What types of scams/crimes are out there?
Scams targeting businesses (or telcos) are more complex and varied, but for consumers, it often comes down to fraudsters trying to steal your personal information. While a human ringing you on the phone to try and scam money from you can still happen, “robo” calls and texts are now much more common. Robocalls or robotexts use automated systems that can call or text en masse. For scammers, this increases the chances of success through the sheer weight of numbers. Instead of phishing with a single pole, they’re using a giant net!
What can consumers do / what do consumers need to be aware of?
Be wary. Be suspicious of texts and phone calls (even if it seems like it’s coming from a service provider or bank) that ask you to share personal or financial information. Even if the website looks legitimate, ask yourself, “How did I get here?” If you came through an SMS link, it could be a fake website. This could even come from a phone number that you recognize. If you receive a request to change your password, avoid using the provided link. Instead, log in as you normally would, either through Google or the app on your phone, and check if the request is still valid. If not – it’s a scam.
What do businesses/telcos need to do to stop it?

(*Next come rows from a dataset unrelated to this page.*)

PR #554, opened 2019-08-12
Creation of a PlaceholderImage component to be used during development

tfquirk:
Added PlaceholderImage to packages/src, as well as tests, and storybook. Doc for PlaceholderImage also created


tfquirk:
Packages version will need to be bumped.

packages/core/src/PlaceholderImage.js
```diff
@@ -0,0 +1,66 @@
+import React from 'react'
+import PropTypes from 'prop-types'
+import styled from 'styled-components'
+
+import Image from './Image'
+import theme from './theme'
+
+const RandomImage = styled(Image)`
+  height: ${props => props.height}px;
```
sdalonzo: any reason not to leave the units arbitrary? since they are strings anyway, the user could specify percents, ems, vh/vw, etc

tfquirk: @sdalonzo, All of the urls we decided to use expect the `height` and `width` attributes to be numbers alone. As written using one standard measurement will allow this to work. 

Certainly could be more creative to get around this if you want the ability to use other measurements, have separate props for number and a prop to specify px/ems/percent, etc. Lmk what you think.

sdalonzo: makes sense. thanks for the explanation!

Issue #550, opened 2019-08-09
Make Checkbox and Radio Accessible


adhagam:
Make Checkbox and Radio fields Accessible when the they are focused

dansternfeld1:
@dgiraldo313 please work with @adhagam

unscsprt:
Hey @dgiraldo313, I'll start working on Checkbox. We're including that in our team's current sprint.

dgiraldo313:
@unscsprt Ok, great. Let me know if you need any help with testing and validation. Thanks!

James300:
This issue is done.

James300:
![](https://github.trello.services/images/mini-trello-icon.png) [Make Checkbox and Radio Accessible](https://trello.com/c/IJoJIugm/26-make-checkbox-and-radio-accessible)

PR #558, opened 2019-08-16
Checkbox a11y

unscsprt:
Addresses part of #550.

**Design Spec:**
Screen Shot 2019-08-16 at 12 48 24 PM

**Demo:**
ezgif com-video-to-gif


unscsprt:
@dgiraldo313 I was able to rewrite this without using any additional state variables. Here's the updated demo. Good call on the CSS-only solution.

ezgif com-video-to-gif (2)

PR #559, opened 2019-08-16
Breadcrumbs

James300:
Currently is use as part of the packages product, seemed like a good candidate for the DS.

image


packages/core/src/Breadcrumb.js
```diff
@@ -0,0 +1,43 @@
...
+  cursor: ${props => (props.onClick ? 'pointer' : 'default')};
+`
+
+function Breadcrumb({ className, isCurrent, isCompleted, children, onClick }) {
+  const color = isCurrent || isCompleted ? 'primary' : 'text.light'
+
+  return (
+    <Container alignItems="center" onClick={onClick}>
+      {isCompleted && <CheckIcon />}
+      <Text color={color} bold={isCurrent} fontSize={1}>
```
unscsprt: Do we see any utility in making the `fontSize` configurable?

packages/core/src/Breadcrumb.js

As much as consumers need to be wary, the only ones who can contain this type of fraud are businesses and telecom companies. These scams are taking place on channels owned by mobile operators (and occasionally businesses that have cloud communications or their own phone lines) so it’s up to them to identify fraudulent activity and shut it down. Unfortunately, this is really challenging due to the sheer scale of international communications. You’ve got calls coming and going from all over the world, often passing through different countries and carriers on the way, which makes it really hard to pin them down.
How does BICS help?
As a global player in the telecommunications landscape with a massive telecoms network that spreads all over the world, BICS is in a unique position to help fight fraud. We carry over half of the world’s roaming traffic, and so when we apply our AI tools to that massive data, we can analyze traffic patterns and identify and block fraudulent activity on the network. We can do this for businesses and other telco companies. Our FraudGuard solution has proactively blocked over 850 million fraud attacks and saved a collective €2.1 billion for our customers.